Diante da franca ascensão da piscicultura brasileira, especialistas do setor acreditam que em 20 anos o Brasil será o maior produtor mundial de peixes de cultivo.
A produção em 2020 foi de 802,3 mil toneladas, crescimento de 5,93%, o segundo melhor desempenho desde 2014, segundo a Associação Brasileira da Piscicultura (Peixe BR). O país é o quarto maior produtor de peixe do mundo, atrás apenas da China, Indonésia e Egito. E a tilápia já representa 60% da produção nacional, com mais de 486 mil toneladas, crescimento de 12,5% no ano.
Puxada pelo Paraná, a região Sul lidera a produção de tilápia com 213.351 toneladas, 44% do total produzido em todo o país.
A liderança do Estado na criação de peixes de cultivo se consolida a cada ano. O volume em 2020 chegou a 166 mil toneladas, aumento de 14% em relação a 2019, quando foram comercializadas 146.212 toneladas, de acordo com dados da Peixe BR. O resultado é cerca de 135% superior ao obtido por São Paulo, vice-líder com 74,6 mil toneladas.
Dentro desse contexto, a piscicultura do Oeste do Paraná vem ao longo dos anos calcando seu caminho e os números mais recentes apontam a região como uma das grandes produtoras de peixe no cenário nacional, especialmente a tilápia.
A consolidação do sucesso é inerente às cooperativas, que desempenham um papel de extrema relevância para impulsionar a atividade que cresce em ritmo maior que no país como um todo.
A Cooperativa Agroindustrial C.Vale, de Palotina, trabalha exclusivamente com tilápias e colabora de maneira direta para o avanço da profissionalização de toda a cadeia de produção piscícola da região.
Segundo o supervisor de Aquicultura da C.Vale, Gustavo Fernandes, o sistema de integração, a partir do qual a cooperativa se responsabiliza pelo fornecimento de todos os insumos necessários para a produção (rações, peixes juvenis, logística de despesca e transporte para o frigorífico), proporciona mais respaldo aos produtores devido à certeza de entrega da sua produção e recebimento da mesma. “Esta segurança permite aos produtores se manterem na atividade e até mesmo realizarem compromissos futuros, realizando mais investimentos, pois há a garantia de retorno”, menciona.
Para ele, produtores independentes podem ter dificuldade para a comercialização da produção e pagamento. “São inúmeros os casos de produtores que ainda possuem produções entregues com pagamento pendente e até mesmo casos em que os produtores precisaram abandonar a atividade”, ressalta.
A cooperativa controla toda a cadeia, desde a produção de grãos que serão utilizados na fabricação das rações, até a industrialização e comercialização dos peixes.
De acordo com Fernandes, o suporte da C. Vale garante segurança para que os produtores realizem novos investimentos em ampliações de áreas ou modernização das propriedades, o que permite aumentar a produção. “A entrada da cooperativa na atividade também trouxe segurança para implementação de novos projetos de produtores que já possuíam áreas propícias para a produção, mas não tinham certeza em realizar o investimento”, comenta.
Há outro grupo que também ingressou na atividade.

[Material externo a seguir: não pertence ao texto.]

PR #557, opened 2020-03-07
Add a basic mode for Cabal files (Haskell)

### LINKED ISSUE #556: A basic mode for Cabal files (Haskell)
I've created a basic mode to provide syntax highlighting for Cabal build files. It's useful to anyone writing Haskell in Howl.

I'll send a PR shortly.

dgaw:
Closes #556

### DIFF
--- a/bundles/basic_modes/lexers/cabal.lua
+++ b/bundles/basic_modes/lexers/cabal.lua
@@ -1,0 +1,53 @@
+-- LPeg lexer for Cabal files (Haskell)
+
+local l = lexer
+local token, word_match = l.token, l.word_match
+local P, S = lpeg.P, lpeg.S
+
+local M = {_NAME = 'cabal'}
+
+-- Whitespace
+local ws = token(l.WHITESPACE, l.space^1)
+
+-- Comments
+local comment = token(l.COMMENT, '--' * l.nonnewline_esc^0)
+
+-- Strings
+local string = token(l.STRING, l.delimited_range('"', '\\'))
+
+-- Chars
+local char = token(l.STRING, l.delimited_range("'", "\\", false, false, '\n'))
+
+-- Numbers
+local number = token(l.NUMBER, l.float + l.integer)
+
+-- Sections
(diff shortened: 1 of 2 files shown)


refi64:
Thanks for the contribution! However, basic_modes are generally "legacy" lexers (pulled from LPeg I think?). All the new ones are Howl-native bundles instead.

dgaw:
Thanks for reviewing @refi64!

If this is a matter of packaging then I can create a new bundle called "haskell" and move the haskell mode along with my cabal mode from "basic_modes" into this bundle.

What do you think?

refi64:
I mean you *could*, but they have slightly different syntaxes, even though they're both built on top of LPeg, so it would have to be more of a port. For the moment, I'd suggest just moving the Cabal one over to make things easier.

dgaw:
I use Haskell often so I don't mind spending a little time porting the Cabal mode, as well as the Haskell mode to the new syntax. 

I think it would be a logical move to create a "haskell" bundle with those two modes in it since all Haskell projects use Cabal files. Also this would give us a container for future development of Haskell-related functionality.

@refi64 Thanks for reviewing my PR. It took me a while to get back to this, sorry! Do you see any problems with this?

shalabhc:
@dgaw, given the code is small, do you mind porting it to the 'new style' modes in its own bundle? E.g. `bundles/cabal`.

For a simple example you could look at bundles/haml.

dgaw:
I don't mind porting the `cabal` mode in its own bundle.

However, what do you think about creating a `haskell` bundle I [mentioned earlier](https://github.com/howl-editor/howl/pull/557#issuecomment-612810470)?

shalabhc:
Oh ya - a haskell bundle sounds even better.

If you do, please add an examples folder like some bundles have with a file containing haskell code. Doesn't have to work, just to see the syntax highlighting.

dgaw:
Sure. I'll add an examples folder when I get around to implementing this.

dgaw:
Superseded by #584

São os investidores que compraram áreas especificamente para construção de projetos para a produção de peixes, atraídos pela segurança, rentabilidade e retorno que o negócio propicia.
Destinação
Os peixes criados pelos cooperados são processados nas duas linhas de produção da C.Vale, com capacidade total da planta em 115 mil peixes/dia.
Conforme Fernandes, a atual estrutura física permite a instalação de mais outras duas linhas de produção no mesmo prédio. “Ainda no fim deste ano, implantaremos a terceira linha de abate”, revela.
Tilapicultura
Seis em cada dez peixes cultivados no Brasil são tilápias, o que faz do país o quarto maior produtor do mundo, segundo a Peixe BR. A espécie representa hoje uma grande fatia da produção total e já é considerada o carro-chefe na produção de peixe de cultivo no Brasil. Esse crescimento na criação da espécie em solo brasileiro acontece há muitos anos.
Osvanir Dal Pizol, de Marechal Cândido Rondon, é um dos percursores da criação de tilápias na região. O piscicultor acreditou no potencial da espécie e há 24 anos investe na produção. “Da mesma forma que muita gente acredita na tilapicultura agora, mais de 20 anos depois, nós acreditamos naquela época, e continuamos acreditando”, destaca.
Ele conta que quando ingressou na atividade o mercado para o produtor era limitado, bem diferente do atual. “Hoje, se o produtor quiser entrar no modelo de integração ele não irá se preocupar com a produção, e naquela época não existia nada disso. Era com a cara e a coragem”, expõe.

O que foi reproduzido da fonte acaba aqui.